When the Supreme Court considered Mr. Taylor’s case, there was every reason to believe the justices would deny review. It had done so in eight qualified-immunity cases in June, dashing the hopes of critics of the doctrine.

Instead, in an unsigned three-page opinion in November, issued without argument or full briefing, the Supreme Court said that it was possible to take qualified immunity too far and that some things were obvious even if there was no precedent on point. “Confronted with the particularly egregious facts of this case, any reasonable officer should have realized that Taylor’s conditions of confinement offended the Constitution,” the opinion said.

The case, extreme as it was, might have been an outlier. But last month, the Supreme Court again instructed the Fifth Circuit to reconsider a decision granting qualified immunity.

The case concerned another prisoner in Texas, Prince McCoy, who said a prison guard had sprayed him in the face with a chemical “for no reason at all.”

Judge Smith was again the author of the Fifth Circuit’s decision, though for a different panel. He again wrote that the prisoner had established a violation of the Constitution. But he again said the right in question had not been “clearly established” in a previous decision.
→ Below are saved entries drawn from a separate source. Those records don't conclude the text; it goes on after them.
PR #456, opened 2023-08-15
Storyteller port from horizon [DNM]

nevimer:
## About The Pull Request
Ports storyteller from horizon, who deleted their repo. 

### How it works

_Written by Majkl-J_

Basically, the storyteller runs several "Tracks" that slowly fill up with points. Upon reaching their set limit, an event is chosen and spawned, and the storyteller takes a somewhat-random amount of points from that track.

image

In this example, the moderate track will soon spawn an event.

Each track has its own sets of events it can spawn, sorted by intensity (Roleset is midround and roundstart antags). Every event also has little tags that the storyteller can be made to prioritize.

As with dynamic, events have a certain weight that determines the chance they roll. Prioritized events get a multiplier to this weight. 

image

In this example, we can see some of the tags. Some storytellers can be made to increase/decrease the weight of these events.

#### Extra stuff it does

Keeps track of med, engineering, and sec players. Whilst this still has no actual usage, it is good to know it is capable of this.

## Why It's Good For The Game

Storyteller is an alternate event controller, in my opinion, superior to dynamic.

## Changelog

:cl: Nevimer, Majkl-J, BurgerBB, Azarak
add: Ported the storyteller event system from horizon
/:cl:

PR #1671, opened 2024-06-20
Fixes a reversion that causes the bureaucratic error event to have a chance to close all job slots

Shadow-Quill:
## About The Pull Request

Reverts a reversion in #456 which re-enabled the bureaucratic error event having a 33% chance to choose a random overflow job and close all job slots for all other jobs.

## Why It's Good For The Game

A HoP can only open non-command job slots at a rate of one slot every thirty seconds.
This can leave people only able to latejoin as assistants.
The job slot randomization that skyrat added is annoying, but doesn't prevent new people from joining actual jobs.

## Proof Of Testing

N/A, just re-commented out something that was un-commented out.

## Changelog

:cl:
del: Fixes a reversion which re-enabled a chance to close all job slots except one when the bureaucratic error event triggers.
/:cl:

### DIFF
--- a/code/modules/events/bureaucratic_error.dm
+++ b/code/modules/events/bureaucratic_error.dm
@@ -14,7 +14,7 @@
 
 /datum/round_event/bureaucratic_error/start()
 	var/list/jobs = SSjob.get_valid_overflow_jobs()
-	// BUBBER EDIT BEGIN /* SKYRAT EDIT REMOVAL START
+	/* SKYRAT EDIT REMOVAL START
 	if(prob(33)) // Only allows latejoining as a single role.
 		var/datum/job/overflow = pick_n_take(jobs)
 		overflow.spawn_positions = -1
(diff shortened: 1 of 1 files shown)


shellspeed1:
Hot take, can we rework this so it OPENS a job slot for all jobs?

Cyprex:
This event is bugged, fix the bug instead of disabling the event. I'll leave this open so that it can be testmerged until the event is fixed.

Shadow-Quill:
> This event is bugged

How is it bugged?

Cyprex:
Okay, I had a look at the code and it's not bugged. There's a 66% chance for it to randomize all job slots, and a 33% chance for it to make a random job unlimited and close all other slots. So let's just remove the 3 lines that close all other slots and we're good.

StrangeWeirdKitten:
@Shadow-Quill status?

Majkl-J:
staled out

PR #1684, opened 2024-06-25
Nerfs bloodsucker blood gain from the blood reagent

Arturlang:
## About The Pull Request
Bloodsuckers can only reach up to 560 blood using the blood reagent, bloodsuckers above level 4 will get further 30% less blood from each sip, and be disgusted as well.

## Why It's Good For The Game
Nobody likes bloodsuckers bypassing the blood drinking mechanics by simply eating 50u duplicated blood pills. If this solution is not too great, a alternative could be to make duplicated blood simply unusable for bloodsuckers, but I think this is alright compromise

## Proof Of Testing
went ingame, tested if it worked.

## Changelog

:cl:
balance: Bloodsuckers can only reach 560 max blood via drinking blood bags or the blood reagent, and bloodsuckers above level 4 will get 30% less blood and be disgusted by it.
/:cl:


Arturlang:
I would be fine increasing the required level before the detriments occur, however.

nevimer:
How does this affect bloodsuckers who drown themselves in blood reagent turfs?

Arturlang:
> How does this affect bloodsuckers who drown themselves in blood reagent turfs?

I can bloodsuckers only gain blood from ingest and inject only

plsleavemealon:
What if it was simply made so that it gave increasingly less effect above a threshold?

So if a bloodsucker were to drink "duplicated blood" past 560 blood, they would get progressively less blood absorbed in their body from it

Arturlang:
> What if it was simply made so that it gave increasingly less effect above a threshold?
> 
> So if a bloodsucker were to drink "duplicated blood" past 560 blood, they would get progressively less blood absorbed in their body from it
> 
> EDIT: This is also effecting normal hemophages too, is that intentional?
> 
> EDIT 2: Nevermind, normal hemophages are unaffected and fine.

Issue with this is that you could just spam a bluespace beaker of blood and keep getting ventrue levels, and would let you brute force it, I don't really want bloodsuckers sitting around doing chemistry to get blood

Arturlang:
> How does this affect bloodsuckers who drown themselves in blood reagent turfs?

Made it not possible, implemented it and tested it

Arturlang:
Tempted to reduce the malus from drinking blood at high and add the current malus if it is duplicated blood..

projectkepler-ru (approved):

Arturlang:
Won't change this PR, but I can do the idea I have later, it's so merge it whenever

PR #1689, opened 2024-06-28
Explosions no longer cause lighting ballast malfunctions.

BurgerLUA:
## About The Pull Request

Explosions no longer cause lighting ballast malfunctions.

## Why It's Good For The Game

Ballast malfunctions are really bad when they're common, as they put stress on the lighting subsystem. This PR makes it so that ballast malfunctions don't occur from explosions. They can still be triggered by other means, which is currently only use of the SSDecay system.

## Proof Of Testing

Tested.

## Changelog

:cl: BurgerBB.
del: Explosions no longer cause lighting ballast malfunctions.
/:cl:


nevimer:
eh, we have an insane amount of spare cpu time..

BurgerLUA:
> eh, we have an insane amount of spare cpu time..

true but it sucks

StrangeWeirdKitten:
Performance wise it's not really a concern and that's grounds to close this PR. But if it's personal prefrence of I just don't like it, then we can have that seperate discussion.

BurgerLUA:
I mean performance wise, it's obvious after big explosions (See: usage of a BSA one time, Maxcaps on another round) lag badly due to the ballast nonsense. While it doesn't have 100% CPU usage, it does look like the server is chugging when it happens.

StrangeWeirdKitten:
> I mean performance wise, it's obvious after big explosions (See: usage of a BSA one time, Maxcaps on another round) lag badly due to the ballast nonsense. While it doesn't have 100% CPU usage, it does look like the server is chugging when it happens.

I'll run a test and see how much the lighting subsystem chugs when there's constant flickering.

StrangeWeirdKitten:
image

This is with about twice the amount of flickering lights you'd expect in a single max cap got to around 7 ms, which is by far not a lot of stress. 

For fun I called flicker() on 1600 lights in the server and got the subsystem up to 1000 ms with an SDQL. But that's by far an extreme case. I don't really see much of a noticable impact outside of people having to turn their flashlights on. Slowdown is going to mostly be tied up with whatever the atmospherics subsystem is doing. Overall *there really is not much noticable impact when some lights start to flicker* directly caused by the lighting subsystem. 

Also what the fuck is the economy subsystem doing. 
image

StrangeWeirdKitten:
Closing per above. The flicker() calls on these lights being removed will not have any noticable impact on performance.

PR #779, opened 2018-02-13
[Gtk] Fix editable cells

sevoku:
The DragDrop fix introduced in 2107af1ab793598774cbae77afd44d76e2943a18
breaks cell editing by delaying row selection and reselecting a row on
the ButtonReleaseEvent stops the current editing operation immediatly.

To allow cell editing, we need to check whether multiple selection is enabled
and that already more than one row has been selected, before we do the
delayed selection.

Fixes VSTS #564512


alsorokin:
Cool, the code looks good to me 👍

PR #782, opened 2018-02-16
Add BorderVisible property to TreeView

rodrmoya:


rodrmoya:
Yes, saw it, so changed now

PR #783, opened 2018-02-19
[WPF] Properly fire "Button Pressed" and "Button Released" events for…

alsorokin:
… TreeView

This fixes the discrepancy between Gtk and Wpf implementations.

In Gtk, if you click any of the TreeView's rows, `TreeView.ButtonPressed` event is fired. On WPF, only `TreeViewItem.ButtonPressed` is fired.


Therzok:
I'd rephrase the commit message to something like:
`Fire ButtonPressed and ButtonReleased events for WPF, similar to the Gtk backend`

alsorokin:
@sevoku makes sense, thanks for the review. Updated the commit.
@Therzok thanks, I've changed the commit name.

PR #786, opened 2018-02-28
Misc tree view fixes

slluis:
* Added support for disabling selection in TreeView
* Fixed cell position calculation issues
* Added missing conversion to pango units when getting index from coordinates. Also fixed out of array bounds exception.
* Fixed several mouse handling issues in TreeView
* Added QueueResize method to CanvasCellView
* New TreeView sample


sevoku:
Besides my previous comment, it works! But we need Cocoa support for this, it doesn't size correctly.

sevoku:
Uff.. no Gtk3 is still broken, I'll take a look...

PR #789, opened 2018-03-03
[Gtk] Fix CellBounds calculation

sevoku:


Xwt.Gtk/Xwt.GtkBackend.CellViews/CustomCellRenderer.cs
```diff
@@ -57,49 +58,62 @@ internal void StartDrawing (Rectangle ba, Rectangle ca, Gtk.CellRendererState fl
 			hasFocus = (flags & CellRendererState.Focused) != 0;
 			isPrelit = (flags & CellRendererState.Prelit) != 0;
 
-			isDrawing = true;
+			// Gtk will rerender the cell on every status change, hence we can expect the values
+			// set here to be valid until the geometry or any other status of the cell and tree changes.
+			// Setting shown=true ensures that those values are always reused instead if queried
+			// from the parent tree after the cell has been rendered.
```
slluis: Let's say you have a tree with 10 rows. After rendering the 10 rows, the data cached in the renderer is from the 10th row. Now if I move the mouse over the first row, it will be using the cellArea from the 10th row. Moving the mouse over a cell doesn't change its status, and the tree has no need to render it.

Xwt.Gtk/Xwt.GtkBackend.CellViews/CustomCellRenderer.cs
```diff
@@ -57,49 +58,62 @@ internal void StartDrawing (Rectangle ba, Rectangle ca, Gtk.CellRendererState fl
...
+			shown = true;
+		}
+
+		protected override void OnLoadData ()
+		{
+			if (!CurrentIter.Equals (lastIter)) {
```
slluis: You can't use Equals to compare TreeIters. You have to get the TreePath from both iters and compare them.

Xwt.Gtk/Xwt.GtkBackend.CellViews/CustomCellRenderer.cs
sevoku: That's the point, it WILL redraw, I don't know the exact logic responsible for this, but even if you disable all the events the TreeView will invalidate an area behind the mouse pointer and redraw the renderes inside that area.

Xwt.Gtk/Xwt.GtkBackend.CellViews/CustomCellRenderer.cs
sevoku: Hhm, we're only interested in whether the iter has changed or not, if LoadData has been called with a different iter, the new and the old one will have different UserData, which is actually chacked by `Equals`: https://github.com/mono/gtk-sharp/blob/gtk-sharp-2-12-branch/gtk/TreeIter.custom#L33, and it works exactly as expected.

Xwt.Gtk/Xwt.GtkBackend.CellViews/CustomCellRenderer.cs
sevoku: Actually it will call the data func, which will Load the cell data and that will result in a redraw.

Xwt.Gtk/Xwt.GtkBackend.CellViews/CustomCellRenderer.cs
slluis: Maybe in this case it doesn't matter, but it is possible that two iters with different UserData are pointing to the same row. That is, `TreeIter.Equals()` tells you if two iters are exactly the same, not if they point to the same row.

Xwt.Gtk/Xwt.GtkBackend.CellViews/CustomCellRenderer.cs
slluis: OK then.

Xwt.Gtk/Xwt.GtkBackend.CellViews/CustomCellRenderer.cs
sevoku: Yeah, but it doesn't really matter in this case, because I don't think that there will be ever a Iter pair with same content pointing to different rows. And false positives (different iters but row unchanged) should be rare, I even think that in that case we'd need to invalidate the props too, because the model would have been changed.
I also wanted to avoid adding all the TreePath conversion stuff, we'd need to keep a ref to the parent Tree in the CustomCellRenderer or add an additional func to ICellRendererTarget for that purpose.

PR #794, opened 2018-03-06
Fixes issue rendering when node is collapsed and text has new lines

netonjm:
Fixes issue rendering when node is collapsed and text has new lines
It happens when text doesn't exceed the maxwidth and we have
multiple lines because the new lines


TestApps/Samples/Samples/TreeViewEvents.cs
```diff
@@ -48,7 +48,7 @@ public TreeViewEvents ()
 			tree.Columns.Add (col);
 
 			var node = store.AddNode ().SetValue (nodeField, new TextNode ("Root 1"));
-			var child = node.AddChild ().SetValue (nodeField, new TextNode ("Very long text. Very long text. Very long text. Very long text. Very long text. Very long text. Very long text. Very long text."));
+			var child = node.AddChild ().SetValue (nodeField, new TextNode ($"Very long text with NewLines. {Environment.NewLine} Very long text with NewLines.{Environment.NewLine} Very long text. Very long text. Very long text. Very long text."));
```
slluis: Just use "\n", no need to embed a call to Environment.NewLine.

TestApps/Samples/Samples/TreeViewEvents.cs
```diff
@@ -125,9 +136,15 @@ protected override Size OnGetRequiredSize ()
 				textSize = layout.GetSize ();
 			}
 
-			status.LastCalculatedHeight = textSize.Height;
+			//in cases when there are multiple lines and they don't execeed the max width we need to care height include the expand
+			double height = textSize.Height;
+			if (!status.Expanded && textSize.Height > defaultHeight) {
```
slluis: This can be simplified. If there are multiple lines, just measure the height of the first line.

TestApps/Samples/Samples/TreeViewEvents.cs
```diff
@@ -100,6 +100,17 @@ class ViewStatus
...
 
+		//defines the default height size based in the current font
+		//if will work if you use same font size in every row,
+		//if not, you'll need check in every OnGetRequiredSize
+		double defaultHeight;
+
+		public ExpandableTextCellView () 
+		{
+			var defaultLayout = new TextLayout() { Text = "A" };
+			defaultHeight = defaultLayout.GetSize().Height;
```
sevoku: This won't work correctly. Because it doesn't take all possible glyphs into account. For example the height of `A` is smaller than the height of `Ag`. It's not possible to measure the final height at this point.
Better measure the first line, as proposed here: https://github.com/mono/xwt/pull/794/files#r172651546

TestApps/Samples/Samples/TreeViewEvents.cs
```diff
@@ -147,9 +164,16 @@ protected override void OnDraw (Context ctx, Rectangle cellArea)
 				layout.SetBackground (Colors.LightBlue, Math.Min (selectionStart, selectionEnd), Math.Abs (selectionEnd - selectionStart));
 
 			// Text doesn't fit. We need to render the expand icon
+			if (textSize.Width > cellArea.Width || textSize.Height > cellArea.Height) {
+
+				if (textSize.Width > cellArea.Width || textSize.Height > cellArea.Height) {
```
sevoku: Why this check again?

netonjm: ups!

Therzok:
What should we do about this PR?

PR #797, opened 2018-03-07
Constrained CanvasCellView sizing

sevoku:
This adds a new `CanvasCellView.GetRequiredSize (SizeConstraint widthConstraint)` func for size calculation and deprecates `CanvasCellView.GetRequiredSize ()`.
The `widthConstraint` will be set to the available width inside the column and row, or be unconstrained to calculate a default desired size.

TODO: WPF support (still uses deprecated calc without constraint).

### DIFF
--- a/Xwt/Xwt.Backends/ICanvasCellViewFrontend.cs
+++ b/Xwt/Xwt.Backends/ICanvasCellViewFrontend.cs
@@ -33,7 +33,9 @@ namespace Xwt.Backends
 		ApplicationContext ApplicationContext { get; }
 		void Draw (object ctxBackend, Rectangle cellArea);
 		Rectangle GetDrawingAreaForBounds (Rectangle cellBounds);
+		[Obsolete("Use OnGetRequiredSize (SizeConstraint widthConstraint)")]
 		Size GetRequiredSize ();
+		Size GetRequiredSize (SizeConstraint widthConstraint);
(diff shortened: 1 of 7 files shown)


Xwt/Xwt.Backends/ICanvasCellViewFrontend.cs
```diff
@@ -33,7 +33,9 @@ public interface ICanvasCellViewFrontend: ICellViewFrontend
 		ApplicationContext ApplicationContext { get; }
 		void Draw (object ctxBackend, Rectangle cellArea);
 		Rectangle GetDrawingAreaForBounds (Rectangle cellBounds);
+		[Obsolete("Use OnGetRequiredSize (SizeConstraint widthConstraint)")]
```
Therzok: There is no `OnGetRequiredSize`

Therzok: Maybe also decrease verbosity by removing the parameter name.

Therzok:
Other than typo in the obsoletion message, LGTM.

Xwt/Xwt.Backends/ICanvasCellViewFrontend.cs
sevoku: yep, thanks!

PR #799, opened 2018-03-09
[Mac] Improve table row height calculation

sevoku:
This patch reduces the amount of required recalculations while resizing rows and fixes row reallocation when the NSTableView is being resized.

### DIFF
--- a/Xwt.XamMac/Xwt.Mac.CellViews/CompositeCell.cs
+++ b/Xwt.XamMac/Xwt.Mac.CellViews/CompositeCell.cs
@@ -88,9 +88,23 @@ namespace Xwt.Mac
 			source.SetCurrentEventRow (tablePosition.Position);
 		}
 
+		bool recalculatingHeight = false;
 		public void InvalidateRowHeight ()
 		{
-			source.InvalidateRowHeight (tablePosition.Position);
+			if (tablePosition != null && !recalculatingHeight) {
+				recalculatingHeight = true;
+				source.InvalidateRowHeight (tablePosition.Position);
+				recalculatingHeight = false;
+			}
+		}
+
+		public double GetRequiredHeightForWidth (double width)
+		{
+			Fill (false);
+			double height = 0;
+			foreach (var c in GetCells (new CGSize (width, -1)))
+				height = Math.Max (height, c.Frame.Height);
+			return height;
 		}
 
 		public override NSObject Copy ()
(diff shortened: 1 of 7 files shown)


Xwt.XamMac/Xwt.Mac.CellViews/CompositeCell.cs
```diff
@@ -88,9 +88,23 @@ public void SetCurrentEventRow ()
...
+				source.InvalidateRowHeight (tablePosition.Position);
+				recalculatingHeight = false;
+			}
+		}
+
+		public double GetRequiredHeightForWidth (double width)
+		{
+			Fill (false);
+			double height = 0;
+			foreach (var c in GetCells (new CGSize (width, -1)))
```
Therzok: Possible perf problem could arise because of `GetCells` being implemented via `IEnumerable` + `yield return`. We'll have one boxed allocation for this enumeration and another allocation for the iterator. This method is called in a loop.

Therzok: We know the size of the collection, so we can just return an Array of `CellPos` and then we would be allocationless.

sevoku: 👍 will change it

Xwt.XamMac/Xwt.Mac.CellViews/CompositeCell.cs
```diff
@@ -266,57 +263,48 @@ CGSize CalcSize ()
...
-		IEnumerable<CellPos> GetCells (CGSize cellSize)
+		List <CellPos> GetCells (CGSize cellSize)
 		{
 			int nexpands = 0;
 			double requiredSize = 0;
 			double availableSize = cellSize.Width;
 
-			var visibleCells = VisibleCells.ToArray ();
-			var sizes = new double [visibleCells.Length];
+			var cellFrames = new List<CellPos> (cells.Count);
```
Therzok: 👍

Xwt.XamMac/Xwt.Mac.CellViews/CompositeCell.cs
```diff
@@ -266,57 +263,48 @@ CGSize CalcSize ()
...
+					if (((ICellRenderer)cellFrames [i].Cell).Backend.Frontend.Expands)
+						cellFrames [i].Frame.Width += (nfloat)expandRemaining.NextSizePart ();
 				}
 			}
 
 			double x = 0;
-			for (int i = 0; i < visibleCells.Length; i++) {
-				var cell = (NSView)visibleCells [i];
-				var height = cell.FittingSize.Height;
+			for (int i = 0; i < cellFrames.Count; i++) {
```
Therzok: Style: can use foreach here now.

“‘The pages of the United States Reports teem with warnings about the difficulty of’ showing that the law was clearly established,” Judge Smith wrote, quoting an earlier decision.

Spraying chemicals into a prisoner’s face for no reason crossed a constitutional line, Judge Smith wrote. “But it was not beyond debate that it did,” he added, “so the law wasn’t clearly established.”

In a two-sentence order that gave no reasons, the Supreme Court told the Fifth Circuit last month to reconsider Mr. McCoy’s case in light of its ruling in Mr. Taylor’s case.

Lawyers, scholars and commentators differ on whether the court’s interventions in the two prisoners’ cases are evidence of a new approach to qualified immunity.

“The Supreme Court may now be entering a new dawn on qualified immunity, and judges of all levels should take notice,” Anya Bidwell and Patrick Jaicomo, lawyers with the Institute for Justice, wrote in USA Today last week.

But Jay Schweikert, a policy analyst at the Cato Institute, was more cautious. “The orders in Taylor and McCoy vacated especially egregious grants of immunity, which does suggest the justices want to curb the worst excesses of the doctrine,” he wrote in a blog post last week. “But they also suggest the Supreme Court is not going to take up the larger question of whether qualified immunity itself should be reconsidered.”